Surely, the hills will be brutal. But I won’t let them beat me. I am strong, determined, and ready.

Going UpI can do it.I can do it.I can do it.I can do it.I can do it.I can do it.I can do it. I can.

Just. Keep. Going.

This week on The Hills: Play this song on repeat

11 Apr

Running without any electronic attachments certainly has its value to create a more attuned mind/body experience. However, sometimes you just need music with a dirty beat to get your engine going and keep your heart pumping. Like, say, for instance, when you are about to do some hill repeats.

There is plenty of research that backs up the idea that music can be a powerful motivator to get moving, can distract the mind while heart rate increases, and can help moderate tempo throughout the miles. We’ve all got our go-to playlists for every type of run and workout we do. (Admit it, there’s a Journey song or two on yours.) I typically run with some kind of music playing, usually based on mood and sometimes based on workout intensity.
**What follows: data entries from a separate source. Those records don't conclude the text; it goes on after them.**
PR #247, opened 2023-09-19
Develop 193 jit rate constants

### LINKED ISSUE #193: Add JITed rate constant function

mattldawson:
Adds a rate constant calculation function for `VectorMatrix`. I didn't add a JITed version of this function because there is no indirect addressing and so it probably wouldn't benefit from JIT compiling.

closes #193

### DIFF
--- a/test/unit/process/test_process.cpp
+++ b/test/unit/process/test_process.cpp
@@ -1,0 +1,87 @@
+// Copyright (C) 2023 National Center for Atmospheric Research,
+// SPDX-License-Identifier: Apache-2.0
+#include <gtest/gtest.h>
+
+#include <micm/process/arrhenius_rate_constant.hpp>
+#include <micm/process/process.hpp>
+#include <micm/process/surface_rate_constant.hpp>
+#include <micm/process/user_defined_rate_constant.hpp>
+#include <micm/util/matrix.hpp>
+#include <micm/util/vector_matrix.hpp>
+#include <random>
+
+template<template<class> class MatrixPolicy>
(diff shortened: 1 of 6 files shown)


test/unit/process/test_process.cpp
```diff
@@ -0,0 +1,87 @@
...
+  std::vector<double> params = { 0.0, 0.0, 0.0 };
+  auto get_double = std::bind(std::lognormal_distribution(0.0, 0.01), std::default_random_engine());
+
+  for (std::size_t i_cell = 0; i_cell < number_of_grid_cells; ++i_cell)
+  {
+    state.conditions_[i_cell].temperature_ = get_double() * 285.0;
+    state.conditions_[i_cell].pressure_ = get_double() * 101100.0;
+    params[0] = get_double() * 1.0e-8;
+    params[1] = get_double() * 1.0e5;
+    params[2] = get_double() * 1.0e-2;
```
K20shores, line 44: At some point, I'd like to see if we could come up with a different API for this. Perhaps we could do something that sets these parameters similar to how the user defined rate constants are set on the state.

K20shores (approved):

boulderdaze (approved):

test/unit/process/test_process.cpp
mattldawson: That's what these parameters are - I was just saving them in a vector so I could directly calculate the expected results. But I think they are being used as you describe here: https://github.com/NCAR/micm/blob/b5a2c6bb9550c01c9fe0d0a1b41d1b72a367731b/test/unit/process/test_process.cpp#L45-L49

You know what’s a really intense workout? Hill repeats. This is a workout where I need a good beat to keep me moving.

This, my friends, is my favorite song for crushing hills:

will.i.am – T.H.E. (The Hardest Ever) Note: I use the explicit version.

Now, this song ranges from about 106-128 BPM. The recommendation for efficient running cadence is to match your stride to 180 BPM. This song works for me on the hills because I pay more attention to the lyrics, “You can go hard, or you can home” more than I try to match my pace to the beat. When I’m about to start my hill intervals, I often flip to this song to pump me up. Sometimes, I put it on repeat and just keep going.

Here are a couple of other songs that I have on my running playlist for the times when I’m using music for pacing:

Sparta – Taking Back Control (161) BPM


TV on the Radio – Wolf Like Me (177 BPM)


The Black Keys – Everlasting Light (180) BPM


The Postal Service – Such Great Heights (185 BPM) [This is also great as a strings version by The Section Quartet]


What’s on your hill repeat playlist?

Speaking of hill repeats…

I set my alarm for 5:21 AM this morning and I DIDN’T HIT SNOOZE! That’s right, I am feeling better and I was ready to tackle a pre-dawn workout. I started out with this awesome Booty Burner workout from Brooke at Running in Heels. She is doing an awesome Beach Body Challenge complete with daily strength training, cardio, recipe, and motivation. I’m not able to the challenge 100% (half marathon training and all) but I’m mixing in some of the strength training with my own plan. If you want to do the challenge, check it out!

This was my warmup for The Hills:

I guess today’s goal was to take on some hills with legs that were a little fatigued to mimic how I might be feeling at some point during the hilliest half I might ever run in May.

After I was warm and caffeinated (thanks to Cherry Limeade nuun!) I headed out on the road (in the DAYLIGHT) and toward my plan of hill-attack.


I warmed up my running muscles for about a mile, then started up hill #1 and repeated 5 times. Then on to #2, which I repeated 5 times. Then I headed toward home, about 3/4 mile and cooled down. Overall, I did 3.42 miles, about 34 minutes total (including any rest/recovery time on the downhills).

Though I’m sure I will be feeling this pretty hard tomorrow, it was a great workout and has left me with a pretty powerful runner’s high (just ask my husband, he thought I was crazy for a minute). Taking those two days off for rest was a brilliant idea! Looking forward to a recovery run tomorrow and 9 miles Saturday!